Modeling spatial distribution of bark beetle susceptibility using the maximum entropy approach
Keywords:
Bark beetle, Ips sexdentatus, MaxEnt, Bioclimatic variablesAbstract
Bark beetles cause significant damage to forests, which are valuable natural resources. The
creation of susceptibility maps for bark beetles is a significant stage in the management and
reduction of bark beetle-related harm. The present investigation involved the development of
a susceptibility map for bark beetles, utilizing the Maximum Entropy (MaxEnt) model, a
machine learning technique, and incorporating 19 different bioclimatic climate variables.
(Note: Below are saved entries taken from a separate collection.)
PR #32492, opened 2024-05-01
Fix return type issues in "SignalR API design considerations"

### LINKED ISSUE #32505: when to use async in SignalR code
### Description

Maybe
```
public async Task<string> GetTotalLengthAsync(string param1)
{
    // GetStringAsync is an async method that returns Task<string>
    string result = await GetStringAsync(param1);
    return result.Length.ToString();
}
```

### Page URL

https://learn.microsoft.com/en-us/aspnet/core/signalr/api-design?view=aspnetcore-8.0

### Content source URL

https://github.com/dotnet/AspNetCore.Docs/blob/main/aspnetcore/signalr/api-design.md

### Document ID

0f0d321d-46ed-25cb-6bb4-e4611343b131

### Article author

@bradygaster

JonathanBout:
Page: https://learn.microsoft.com/en-us/aspnet/core/signalr/api-design?view=aspnetcore-8.0
- A lot of functions were async and returned `Task` without awaiting anything which is 
- Some functions had a 'void' `Task` as return type but actually returned a value
- Some functions returned `string` while that should be `int`

***EDIT by @Rick-Anderson***
Fixes #32505

### DIFF
--- a/aspnetcore/signalr/api-design/sample/Samples.cs
+++ b/aspnetcore/signalr/api-design/sample/Samples.cs
@@ -1,12 +1,12 @@
 #region ParameterBasedOldVersion
-public async Task<string> GetTotalLength(string param1)
+public int GetTotalLength(string param1)
 {
     return param1.Length;
 }
 #endregion
 
 #region ParameterBasedNewVersion
-public async Task<string> GetTotalLength(string param1, string param2)
+public int GetTotalLength(string param1, string param2)
 {
     return param1.Length + param2.Length;
 }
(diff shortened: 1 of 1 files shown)


Rick-Anderson:
SignalR code is asynchronous to provide maximum scalability. I think it would be better to await.

BrennanConroy:
There is nothing to await in the code being changed. This looks fine.

BrennanConroy:
> * Some functions had a 'void' `Task` as return type but actually returned a value

Where?

Rick-Anderson:
Why not:
```
public async Task<string> GetTotalLengthAsync(string param1)
{
    // GetStringAsync is an async method that returns Task<string>
    string result = await GetStringAsync(param1);
    return result.Length.ToString();
}
```

BrennanConroy:
Because that's just adding a new function without any reason. Returning a quick result synchronously is fine. If we are lacking docs that show results being returned asynchronously then that should be a different change.

PR #32498, opened 2024-05-01
Min Web API: Corrected Put data in body

### LINKED ISSUE #32239: Min Web API: Two problems: ID in PUT body and Put Example returns Status 200 not 204
### Description

Update by wadepickett:  The issue brought up in the discussion of the ID being passed in the PUT body is an issue to address.  The 2nd issue of the wrong status code could not be recreated.

2nd part of the issue noted here after it came up in the discussion, which is to be addressed:

"The other item on that page that should be updated is in the **Test the PUT endpoint** section. 

The example provides the ID in the body of the request but it is not used by the logic:

```
Content-Type: application/json

{
  "id": 1,
  "name": "feed fish",
  "isComplete": false
}

```

The **"id": 1,** line should be removed. The ID is pulled from the URI, not the body of the request. "

---  Original descrption from community member ----

The document states that sending the PUT command will return a 204 status code. Instead it returns a 200. 

image

### Page URL

https://learn.microsoft.com/en-us/aspnet/core/tutorials/min-web-api?view=aspnetcore-8.0&tabs=visual-studio

### Content source URL

https://github.com/dotnet/AspNetCore.Docs/blob/main/aspnetcore/tutorials/min-web-api.md

### Document ID

ab408035-6313-a183-9940-32de00e0e977

### Article author

@wadepickett

---
[Associated WorkItem - 251080](https://dev.azure.com/msft-skilling/Content/_workitems/edit/251080)

wadepickett:
Fixes #32239

Minor change.

Two items were mentioned in the issue, only one turned out to need a fix which was to remove the id from the PUT data in the body.  This fix was not needed for previous versions, just the current v 8.0.

---

#### Internal previews

| 📄 File | 🔗 Preview link |
|:--|:--|
| [aspnetcore/tutorials/min-web-api.md](https://github.com/dotnet/AspNetCore.Docs/blob/a89bbc5b71292a4baa001b8bdb27af0b10e37d3d/aspnetcore/tutorials/min-web-api.md) | [Tutorial: Create a minimal API with ASP.NET Core](https://review.learn.microsoft.com/en-us/aspnet/core/tutorials/min-web-api?branch=pr-en-us-32498) |

### DIFF
--- a/aspnetcore/tutorials/min-web-api.md
+++ b/aspnetcore/tutorials/min-web-api.md
@@ -3,7 +3,7 @@ title: "Tutorial: Create a minimal API with ASP.NET Core"
 author: wadepickett
 description: Learn how to build a minimal API with ASP.NET Core.
 ms.author: wpickett
-ms.date: 03/11/2024
+ms.date: 05/02/2024
 ms.custom: engagement-fy24
 monikerRange: '>= aspnetcore-6.0'
 uid: tutorials/min-web-api
@@ -526,7 +526,6 @@ Update the to-do item that has `Id = 1` and set its name to `"feed fish"`.
   Content-Type: application/json
 
   {
-    "id": 1,
     "name": "feed fish",
     "isComplete": false
   }


tdykstra:
The issue mentions the status code being wrong, doesn't say anything about the id field. Does the link point to the right issue?

wadepickett:
The ID issue is detailed in the discussion portion of that issue.

"The other item on that page that should be updated is in the Test the PUT endpoint section.

The example provides the ID in the body of the request but it is not used by the logic:

Content-Type: application/json

{
  "id": 1,
  "name": "feed fish",
  "isComplete": false
}

The "id": 1, line should be removed. The ID is pulled from the URI, not the body of the request."

wadepickett:
Sorry, that is odd, I just edited your text rather than creating new text.  I will fix it.

tdykstra:
Thanks for the clarification. Was the part about 200 vs. 204 incorrect, so nothing needed to be done?

tdykstra (approved):

wadepickett:
> Thanks for the clarification. Was the part about 200 vs. 204 incorrect, so nothing needed to be done?

Correct.  I verified following the instruction steps and could not recreate the 200 vs. 204 problem, and in the discussion I provided a screen shots of the results.  Another community member also did the same.

wadepickett:
Sorry for the confusion, I should have also updated the original issue description to make it clear there were two issues brought up, but one was a non-issue, not reproducible.  Thanks.

PR #32511, opened 2024-05-03
Bound field or property expression convention

### LINKED ISSUE #30656: Undocumented {PARAMETER NAME}Expression feature in blazor data binding documentation.
### Type of issue

Missing information

### Description

I came across a hidden feature with data binding that I could not find anywhere in the documentation. If you have a public parameter of type string for example you can add a _{PARAMETER NAME}Expression_ property and this property will be filled with the actual expression of the bound property. I think this detail is missing from the documentation and comes in handy for people who author their own input controls.

```C#
[Parameter] public string? Text { get; set; }

[Parameter] public EventCallback<string?> TextChanged { get; set; }

[Parameter] public Expression<Func<string?>>? TextExpression { get; set; } // undocumented feature
```

### Page URL

https://learn.microsoft.com/en-us/aspnet/core/blazor/components/data-binding?view=aspnetcore-7.0

### Content source URL

https://github.com/dotnet/AspNetCore.Docs/blob/main/aspnetcore/blazor/components/data-binding.md

### Version Independent Document ID

3f912dfc-5ba5-6c6c-ba93-1ae78508a5cc

### Article author

guardrex

guardrex:
Fixes #30656

cc: @AntMaster7 ... I had a few minutes to whip *something* up, but I'm not necessarily keen on my example and text. I say that this would have an obvious use in creating custom validation components, which isn't something that the Blazor docs here cover. This is a bit of an advanced framework feature for custom scenarios. Can you look this over along with the sample components ...

* https://github.com/dotnet/blazor-samples/blob/main/8.0/BlazorSample_BlazorWebApp/Components/ChildParameterExpression.razor
* https://github.com/dotnet/blazor-samples/blob/main/8.0/BlazorSample_BlazorWebApp/Components/Pages/Parent3.razor

... and see if you think this will at least get it covered until Mackinnon is free. He's buried in work for the next few months, and I don't want to disturb him unless absolutely necessary. I'm going to make a tracking entry to make sure that I discuss this section and example with him later. For now tho, do you think this is about what you would've needed to see for your own purposes back when you went looking for doc coverage on it?

### DIFF
--- a/aspnetcore/blazor/components/data-binding.md
+++ b/aspnetcore/blazor/components/data-binding.md
@@ -892,6 +892,76 @@ In the following `NestedChild` component, the `NestedGrandchild` component:
 
 For an alternative approach suited to sharing data in memory and across components that aren't necessarily nested, see <xref:blazor/state-management>.
 
+## Bound field or property expression tree
+
+A bound field or property's [expression tree](/dotnet/csharp/advanced-topics/expression-trees/) is obtained by adding a property named for the field or property (`{PARAMETER OR FIELD NAME}Expression`).
+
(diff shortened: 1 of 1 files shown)


guardrex:
I'm going to go ahead with this. Mackinnon will look at it later when his schedule opens up a bit.

guardrex:
Thanks! At least, this will provide a little guidance until Mackinnon can look. He may be able to provide better descriptive language.

>  I do not have permission however to open the preview link.

That's normal. It's for internal review by Microsoft folks.

PR #32538, opened 2024-05-07
Update quest.yml to match quest.yml in dotnet/docs

tdykstra:
See https://github.com/dotnet/docs/blob/9293ff9d4430de1b1aa3a40312707f7eb7575876/.github/workflows/quest.yml#L72
Only Quest_bulk.yml has duration at the end of the file; Quest.yml doesn't

### DIFF
--- a/.github/workflows/quest.yml
+++ b/.github/workflows/quest.yml
@@ -76,4 +76,4 @@ jobs:
           org: ${{ github.repository_owner }}
           repo: ${{ github.repository }}
           issue: ${{ github.event.issue.number }}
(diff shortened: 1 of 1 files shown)


BillWagner:
@tdykstra 

This one isn't needed. The `duration` argument enables the bulk workflow to look back more than the previous 5 days. We added that switch in case a PAT expires, and isn't caught quickly enough.

I'll be updating the notes today to reflect the latest configuration changes.

tdykstra:
> This one isn't needed. The `duration` argument enables the bulk workflow to look back more than the previous 5 days.

This PR removes duration from the non-bulk Quest.yml. Sounds like it isn't needed in the non-bulk workflow (?)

The
model's accuracy was evaluated through receiver operating characteristic (ROC) analysis, and
the area under the curve (AUC) was computed to be 0.705. The MaxEnt model indicated that
the annual mean temperature (BIO 1) had the greatest impact on the susceptibility of bark
beetles. Categorization of bark beetles' susceptibility was delineated into four different
categories, namely low, moderate, high, and extreme. Based on the results, approximately 58%
of the study area included areas that exhibit vulnerability to bark beetle infestation. The
accuracy of the bark beetle susceptibility map, which was developed based on these results,
was found to be high and consistent with the observed bark beetle damage.